The Honourable Sir Joseph Ongley
- Ongley in 1967

Personal information
- Full name: Joseph Augustine Ongley
- Born: 5 February 1918 Feilding, New Zealand
- Died: 22 October 2000 (aged 82) Wellington, New Zealand
- Batting: Right-handed
- Relations: Arthur Ongley (father); Mont Ongley (uncle);

Domestic team information
- 1938/39–1949/50: Wellington
- 1950/51–1951/52: Central Districts

Career statistics
| Competition | First-class |
| Matches | 30 |
| Runs scored | 1,234 |
| Batting average | 22.43 |
| 100s/50s | 1/6 |
| Top score | 110 |
| Catches/stumpings | 13/– |
- Source: Cricinfo, 16 September 2015

= Joe Ongley =

New Zealand cricketer (1918–2000)

Sir Joseph Augustine Ongley (5 February 1918 – 22 October 2000) was a New Zealand cricketer and lawyer. He was a judge of the High Court.

==Early life==
The son of Arthur "Joe" Ongley, he was born in Feilding and educated at St. Patrick's College, Silverstream, and Victoria College, Wellington, where he graduated Bachelor of Laws in 1939. A "correct, polished and dashing" batsman, he made his Hawke Cup debut for Manawatu at the age of 17 in 1935–36. Still only 18 when he was appointed, he captained the team in its six matches in 1936–37 and 1937–38, when Manawatu, the champions, withstood five consecutive challenges.

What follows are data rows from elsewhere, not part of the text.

PR #1283, opened 2023-07-04
chore: Unsupport iconName in runtime drawers api

just-boris:
### Description

There is no guarantee that this iconName is going to be available in the receiving app layout, because it could be a different bundle.

Since we have no actual use-cases for `iconName` property it would be safer to unsupport the feature before it becomes problematic

### How has this been tested?

1. Updated dev page to exclude built-in icons
2. Added a unit test

<details>

#### Correctness

#### Security

#### Testing

</details>

---

### DIFF
--- a/src/internal/plugins/drawers-controller.ts
+++ b/src/internal/plugins/drawers-controller.ts
@@ -1,13 +1,11 @@
 // Copyright Amazon.com, Inc. or its affiliates. All Rights Reserved.
 // SPDX-License-Identifier: Apache-2.0
 import { DrawerItem } from '../../app-layout/drawer/interfaces';
-import { IconProps } from '../../icon/interfaces';
 
-export type DrawerConfig = Omit<DrawerItem, 'content'> & {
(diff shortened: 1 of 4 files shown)


src/internal/plugins/drawers-controller.ts
```diff
@@ -1,13 +1,11 @@
 // Copyright Amazon.com, Inc. or its affiliates. All Rights Reserved.
 // SPDX-License-Identifier: Apache-2.0
 import { DrawerItem } from '../../app-layout/drawer/interfaces';
-import { IconProps } from '../../icon/interfaces';
 
-export type DrawerConfig = Omit<DrawerItem, 'content'> & {
+export type DrawerConfig = Omit<DrawerItem, 'content' | 'trigger'> & {
```
Al-Dani, line 5: is it still required to exist in `DrawerItem` interface?

just-boris: Yes, because the normal React props API still supports this feature

Al-Dani (approved):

==First-class cricket career==
Ongley made his first-class debut in 1938–39 for Wellington in the Plunket Shield, scoring a century in his first match against Otago. Batting first, at one stage Wellington were 116 for 5, but Ongley made 110, reaching his century in 149 minutes, and Wellington went on to win by an innings. He was selected to play for New Zealand later that season against Sir Julien Cahn's XI and made 35 as an opening batsman in a match ruined by rain.

He married Joan Archer in 1943. They had four sons and a daughter.

Ongley continued to play for Wellington, with moderate success, through the late 1940s, and captained the team from 1947–48 to 1949–50. He also continued to captain Manawatu in the Hawke Cup, including a period as title holders in the mid-1940s.

When the Central Districts team made its first appearance in the 1950–51 Plunket Shield, he was chosen to be captain. Central Districts finished second in 1950–51 and third in 1951–52, after which Ongley retired from first-class cricket. He continued to captain Manawatu until 1956–57, and played his last Hawke Cup match in 1957–58.

==Later life and death==
Ongley became the first-ever chairman of Central Districts Cricket Association, a position he held from 1954 to 1969. He managed the New Zealand cricket team in Australia in 1967–68.

Ongley succeeded his father as Crown Solicitor at Palmerston North in 1960. He was appointed as a judge of the High Court of New Zealand in 1975, and served until 1986. In 1977, he was awarded the Queen Elizabeth II Silver Jubilee Medal, and he was appointed a Knight Bachelor in the 1987 Queen's Birthday Honours. In 1990, he received the New Zealand 1990 Commemoration Medal.

Ongley died in Wellington on 22 October 2000, at the age of 82.